Assigned task: From the first line to the last, retype the listing without any alteration.

━━ Entries supplied ━━

PR #1748, opened 2026-05-15
fix(poll): preserve cleared option identity without collapsing empty rows

MartinCupela:
## Goal

Preserve the cleared option instance instead of replacing it with a later empty placeholder row, so clearing text remains a mutation of the same logical option rather than an implicit remove-and-replace. This prevents re-mounts and loss of focus in the UI. Changing the option id has potentially more unknown side effects.

### DIFF
--- a/src/messageComposer/middleware/pollComposer/state.ts
+++ b/src/messageComposer/middleware/pollComposer/state.ts
@@ -137,6 +137,27 @@ export const pollCompositionStateProcessors: Partial<
     // For single option updates
     const { index, text } = value;
     const prevOptions = data.options || [];
+    const targetOption = prevOptions[index];
+
+    if (!targetOption) {
+      return { options: prevOptions };
+    }
+
+    const nextOptionsAfterTarget = prevOptions.slice(index + 1);
+    const shouldPreserveClearedOption =
+      !text &&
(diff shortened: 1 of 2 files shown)


src/messageComposer/middleware/pollComposer/state.ts
```diff
@@ -137,6 +137,27 @@ export const pollCompositionStateProcessors: Partial<
...
+
+    if (!targetOption) {
+      return { options: prevOptions };
+    }
+
+    const nextOptionsAfterTarget = prevOptions.slice(index + 1);
+    const shouldPreserveClearedOption =
+      !text &&
+      nextOptionsAfterTarget.length > 0 &&
+      nextOptionsAfterTarget.every((option) => !option.text);
```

━━━

Answer for this exercise:
PR #1748, opened 2026-05-15
fix(poll): preserve cleared option identity without collapsing empty rows

MartinCupela:
## Goal

Preserve the cleared option instance instead of replacing it with a later empty placeholder row, so clearing text remains a mutation of the same logical option rather than an implicit remove-and-replace. This prevents re-mounts and loss of focus in the UI. Changing the option id has potentially more unknown side effects.

### DIFF
--- a/src/messageComposer/middleware/pollComposer/state.ts
+++ b/src/messageComposer/middleware/pollComposer/state.ts
@@ -137,6 +137,27 @@ export const pollCompositionStateProcessors: Partial<
     // For single option updates
     const { index, text } = value;
     const prevOptions = data.options || [];
+    const targetOption = prevOptions[index];
+
+    if (!targetOption) {
+      return { options: prevOptions };
+    }
+
+    const nextOptionsAfterTarget = prevOptions.slice(index + 1);
+    const shouldPreserveClearedOption =
+      !text &&
(diff shortened: 1 of 2 files shown)


src/messageComposer/middleware/pollComposer/state.ts
```diff
@@ -137,6 +137,27 @@ export const pollCompositionStateProcessors: Partial<
...
+
+    if (!targetOption) {
+      return { options: prevOptions };
+    }
+
+    const nextOptionsAfterTarget = prevOptions.slice(index + 1);
+    const shouldPreserveClearedOption =
+      !text &&
+      nextOptionsAfterTarget.length > 0 &&
+      nextOptionsAfterTarget.every((option) => !option.text);
```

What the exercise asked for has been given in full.